ASSIGNMENT: Go through the entries, filter for the word "there", and copy every line that has it.
================================
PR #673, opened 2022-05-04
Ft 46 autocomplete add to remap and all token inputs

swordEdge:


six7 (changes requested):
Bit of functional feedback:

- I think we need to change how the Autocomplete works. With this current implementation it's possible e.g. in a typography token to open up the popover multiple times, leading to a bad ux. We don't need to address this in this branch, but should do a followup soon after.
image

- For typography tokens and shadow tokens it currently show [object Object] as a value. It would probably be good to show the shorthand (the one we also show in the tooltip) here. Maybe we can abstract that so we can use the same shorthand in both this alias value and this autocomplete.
================================
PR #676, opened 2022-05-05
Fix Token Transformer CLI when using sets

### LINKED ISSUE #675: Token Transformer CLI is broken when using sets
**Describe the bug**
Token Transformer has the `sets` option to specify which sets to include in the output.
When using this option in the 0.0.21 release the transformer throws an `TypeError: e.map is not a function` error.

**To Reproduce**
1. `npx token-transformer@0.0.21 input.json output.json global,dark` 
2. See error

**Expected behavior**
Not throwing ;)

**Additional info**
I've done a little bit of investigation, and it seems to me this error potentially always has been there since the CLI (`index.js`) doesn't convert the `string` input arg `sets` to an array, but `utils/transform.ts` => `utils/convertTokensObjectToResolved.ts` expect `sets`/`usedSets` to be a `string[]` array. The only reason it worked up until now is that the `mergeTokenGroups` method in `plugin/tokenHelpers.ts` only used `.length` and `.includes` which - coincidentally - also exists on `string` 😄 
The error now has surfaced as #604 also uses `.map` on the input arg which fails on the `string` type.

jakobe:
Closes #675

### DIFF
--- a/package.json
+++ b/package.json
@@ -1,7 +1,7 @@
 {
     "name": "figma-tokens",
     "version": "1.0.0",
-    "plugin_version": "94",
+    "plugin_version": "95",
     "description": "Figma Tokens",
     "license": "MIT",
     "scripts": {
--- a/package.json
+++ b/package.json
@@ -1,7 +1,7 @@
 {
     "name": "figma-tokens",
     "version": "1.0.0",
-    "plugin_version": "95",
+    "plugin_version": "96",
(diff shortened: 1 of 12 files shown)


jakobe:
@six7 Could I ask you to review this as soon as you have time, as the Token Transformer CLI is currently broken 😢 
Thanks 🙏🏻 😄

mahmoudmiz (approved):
================================
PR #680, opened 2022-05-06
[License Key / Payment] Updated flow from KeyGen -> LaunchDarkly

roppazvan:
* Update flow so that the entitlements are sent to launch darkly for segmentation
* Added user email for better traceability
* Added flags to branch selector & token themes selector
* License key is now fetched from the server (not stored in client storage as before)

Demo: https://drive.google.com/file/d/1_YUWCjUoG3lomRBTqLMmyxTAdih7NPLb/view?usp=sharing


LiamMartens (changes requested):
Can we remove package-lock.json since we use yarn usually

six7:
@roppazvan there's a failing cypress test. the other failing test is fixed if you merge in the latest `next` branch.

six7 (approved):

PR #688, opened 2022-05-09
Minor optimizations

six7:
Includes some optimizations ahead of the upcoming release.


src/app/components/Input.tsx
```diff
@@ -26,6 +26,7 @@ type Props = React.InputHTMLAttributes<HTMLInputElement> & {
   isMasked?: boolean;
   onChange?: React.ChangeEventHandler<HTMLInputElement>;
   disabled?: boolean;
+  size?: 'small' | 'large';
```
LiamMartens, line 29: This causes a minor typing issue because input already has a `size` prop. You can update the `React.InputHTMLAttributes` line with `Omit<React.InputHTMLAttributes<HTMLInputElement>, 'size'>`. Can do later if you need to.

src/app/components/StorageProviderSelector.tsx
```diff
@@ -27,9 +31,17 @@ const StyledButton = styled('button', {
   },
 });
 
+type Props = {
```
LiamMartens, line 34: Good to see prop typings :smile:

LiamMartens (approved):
================================
OUTPUT OF THE TASK:
I've done a little bit of investigation, and it seems to me this error potentially always has been there since the CLI (`index.js`) doesn't convert the `string` input arg `sets` to an array, but `utils/transform.ts` => `utils/convertTokensObjectToResolved.ts` expect `sets`/`usedSets` to be a `string[]` array. The only reason it worked up until now is that the `mergeTokenGroups` method in `plugin/tokenHelpers.ts` only used `.length` and `.includes` which - coincidentally - also exists on `string` 😄 
@roppazvan there's a failing cypress test. the other failing test is fixed if you merge in the latest `next` branch.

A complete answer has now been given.